== Segment start ==
PR #1146, opened 2026-07-01
fix: retry on lagging RPC in integration test validation

tamaralipows:
On fast chains like Base, Tycho often delivers a block before the RPC node has caught up. The node then rejects calls for that block as "block not found". Our integration test was treating these lagging-node errors as real problems, which tanked the execution-success and validation-success rates across all protocols and set off the alerts (both dev and prod).

## What already existed

A `block-not-found` retry was added a while back for the swap-simulation path (originally for Arbitrum). It recognizes the lagging-node error, converts it into a retry, and backs off exponentially (1s doubling to a 5s cap, ~20 attempts). That machinery was working — for the error formats it knew about.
== Segment end ==
YOUR GOAL:
For this exercise, return every line from the data that holds the string "found".

REPLY:
On fast chains like Base, Tycho often delivers a block before the RPC node has caught up. The node then rejects calls for that block as "block not found". Our integration test was treating these lagging-node errors as real problems, which tanked the execution-success and validation-success rates across all protocols and set off the alerts (both dev and prod).
A `block-not-found` retry was added a while back for the swap-simulation path (originally for Arbitrum). It recognizes the lagging-node error, converts it into a retry, and backs off exponentially (1s doubling to a 5s cap, ~20 attempts). That machinery was working — for the error formats it knew about.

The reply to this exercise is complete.